Yea, a kid Marc we just met from the BSS.

I did get some good pics of everyone, but forgot my camera at home so I will up load them tonight.


----------



## MR. evil (Jul 1, 2010)

We had a good ride going before the injury. Everyone really skilled up to the next level. Trev and I both finally cleaned some challenging ups and drops, and Jeff took his photography ,spectating and trail side commentary to a whole new place


----------



## o3jeff (Jul 1, 2010)

MR. evil said:


> We had a good ride going before the injury. Everyone really skilled up to the next level. Trev and I both finally cleaned some challenging ups and drops, and Jeff took his photography ,spectating and trail side commentary to a whole new place



I did ride those 3 rollers completely that I have never done before without stopping on the top of them and almost otb'd on a 6" rock!


----------



## MR. evil (Jul 1, 2010)

o3jeff said:


> I did ride those 3 rollers completely that I have never done before without stopping on the top of them and almost otb'd on a 6" rock!



Sorry, I thought you did those rollers before. The almost OTB was really funny....we all thought you were going over for sure! Nice save. If you did go OTB at that spot you would have had quite the ride.


----------



## o3jeff (Jul 1, 2010)

MR. evil said:


> Sorry, I thought you did those rollers before. The almost OTB was really funny....we all thought you were going over for sure! Nice save. If you did go OTB at that spot you would have had quite the ride.



The one at the beginning that you were riding backwards I've never done with out stopping, the two in the row one I always skipped the first one and did the second one and never tried the one where you kinda ride up the rock at an angle.


----------



## Trev (Jul 1, 2010)

o3jeff said:


> The one at the beginning that you were riding backwards I've never done with out stopping, the two in the row one I always skipped the first one and did the second one and never tried the one where you kinda ride up the rock at an angle.

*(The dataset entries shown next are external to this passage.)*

PR #554, opened 2025-04-30
Add draft 11 subgroup header + logic

### LINKED ISSUE #550: Implement different types of SubGroupHeader
Draft-11 introduced different types of SubGroup header for optimization purposes. See https://moq-wg.github.io/moq-transport/draft-ietf-moq-transport.html#name-subgroup-header

RichLogan:
Closes #550 

We could better represent the modes in a fancier way if we want. I would also prefer that setting the serialisation flag of extensions if enforced at construction time, but this would require some changes in the stream buffer to forward emplace arguments if so, so I opted to defer that.

### DIFF
--- a/include/quicr/detail/messages.h
+++ b/include/quicr/detail/messages.h
@@ -19,13 +19,108 @@ namespace quicr::messages {
     using ObjectPriority = uint8_t;
     using Extensions = std::map<uint64_t, Bytes>;
 
+    /// @brief Stream Header types.
+    enum class StreamHeaderType : uint8_t
+    {
+        kZeroNoExtensions = 0x08,          // No extensions, Subgroup ID = 0
+        kZeroWithExtensions = 0x09,        // With extensions, Subgroup ID = 0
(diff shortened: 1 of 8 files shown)


include/quicr/detail/messages.h
```diff
@@ -19,14 +19,109 @@ namespace quicr::messages {
...
+        kExplicitWithExtensions = 0x0D,    // With extensions, Explicit Subgroup ID
+    };
+
+    /**
+     * Check if this Stream Header type will serialize extensions (even empty ones).
+     * @param type Type to check.
+     * @return True if the type will serialize extensions (even empty ones), false otherwise.
+     */
+    [[maybe_unused]]
+    static bool typeWillSerializeExtensions(const StreamHeaderType type)
```
GhostofCookie, line 39: Should all these methods be PascalCase?

GhostofCookie (approved):

include/quicr/detail/messages.h
RichLogan: Too much Swift. Wonder why `clang-format` doesn't care, maybe because it's static?

GhostofCookie (approved):

PR #558, opened 2025-04-30
Change control message to use 16bit payload length instead of var-int

### LINKED ISSUE #552: Control message lengths are now 16 bits
See 
```
MOQT Control Message {
  Message Type (i),
  Message Length (16),
  Message Payload (..),
}
```

TimEvens:
Resolves #552


TimEvens:
wrong branch

PR #559, opened 2025-04-30
Change control message payload size to 16bit

### LINKED ISSUE #552: Control message lengths are now 16 bits

TimEvens:
Resolves #552


src/transport.cpp
```diff
@@ -1250,33 +1250,32 @@ namespace quicr {
                     }
 
                     // Decode control payload length in bytes
-                    auto uv_sz = UintVar::Size(conn_ctx.ctrl_msg_buffer.front());
-
-                    if (conn_ctx.ctrl_msg_buffer.size() < uv_sz) {
+                    if (conn_ctx.ctrl_msg_buffer.size() < 2) {
```
RichLogan, line 1253: Perhaps this `2` could be `sizeof(payload_len)` as well so it's all consistent and dependent on the type?

GhostofCookie: +1

GhostofCookie (approved):

src/transport.cpp
TimEvens: updated.

PR #568, opened 2025-05-13
Added SSL keylog, for easier tracing with wireshark

Schweitzee:
This pull request introduces changes to enhance debugging capabilities for the `PicoQuicTransport` by enabling SSL key logging. The updates include configuring SSL key logging in the PicoQUIC library and setting the key log file from the environment.

Format is the same  as in picoquic: SSLKEYLOGFILE=<path_to_keylogfile>


RichLogan:
@Schweitzee thanks for your contribution!

I think perhaps we should add a corresponding libquicr transport config option that needs to be set for this to turned on, so nobody is in a position to leak keys when they don't mean to. I know there's the env variable, but I see the picoquic docs themselves suggest not relying on it.

RichLogan (approved):
Sorry for the delay in getting back to you on this, thanks again for your contribution!

PR #571, opened 2025-06-09
Update tconfig parameter

RichLogan:
The previous value of `1000` doesn't work as a default because of control messages using a hardcoded TTL value of `2000`.


TimEvens (approved):
1000 was working. Would be good to come back to this, but for now LGTM.

PR #572, opened 2025-06-09
Integration tests

RichLogan:
Integration test framework + initial connection test.

Could use promise/future for some of these callback checks, but right now I'm not sure they would add that much. Maybe when the tests get more complicated.


test/integration_test/test_client.h
```diff
@@ -0,0 +1,17 @@
...
+
+namespace quicr_test {
+    class TestClient final : public quicr::Client
+    {
+      public:
+        explicit TestClient(const quicr::ClientConfig& cfg);
+
+        // Connection.
+        using ClientConnected = std::function<void(const quicr::ServerSetupAttributes&)>;
+        void SetClientConnected(const ClientConnected& cb);
```
GhostofCookie, line 11: Might mention in the name that it's an event or callback.

GhostofCookie (approved):
Looks good, though it'd be good form to add newlines to the bottoms of these files.

RichLogan:
@GhostofCookie Just for you: https://github.com/Quicr/libquicr/pull/574

PR #573, opened 2025-06-11
Autogenerate ctrl_messages as part of the build

RichLogan:
Makes the draft parser generation part of the libquicr build. Maybe this is overcomplicating things, but the idea here is:

- Remove autogenerated code from the source tree
- Make it more explicit about what is generated and what is not
- Ensure that a build is always in sync with the given draft used


shenning00 (approved):
Looks fine with me.

PR #578, opened 2025-06-18
Produce docs for all detail

RichLogan:
It's possible we intentionally didn't have all of `detail` generating docs, but at least some things that we probably do want to document are missing (I was looking for `TransportConfig`), so I err'd on the side of just listing the whole directory.

I also noticed that the single same line comment was causing Doxygen to produce comments that were off-by-one for the field they matched for some of these structures (although not all of them). Moving the doc comment to above the field fixed that.

### DIFF
--- a/Doxyfile
+++ b/Doxyfile
@@ -953,8 +953,7 @@ WARN_LOGFILE           =
 # Note: If this tag is empty the current directory is searched.
 
 INPUT                  =  docs/api-main.md \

You mean the big flat rock with the steep up at the front and then a nice smooth roll on the back side?  right after that skinny we played on, that was right after the big big (first stunt rock) and then that other smaller, steeper and tougher one right?
-- That flat rock was my nemesis last year.. zomg.. it's soo owned right now 

The 2 in a row one, was that the first set of stunts right after the play ground? where the skinny I cleared was and where Marc and I did that drop?

And the angle one, I know what your talking about, you can hit that square on too..  but it has that steep short roll on the back with the rocks you kind of navigate through in the dirt when you come off of it...

Good stuffage dude.. good stuffage..

Poor Marc, I swear he could have fell harder falling out of bed. That wasn't a fall worthy of any injury... seriously.. you fall harder tripping on carpet..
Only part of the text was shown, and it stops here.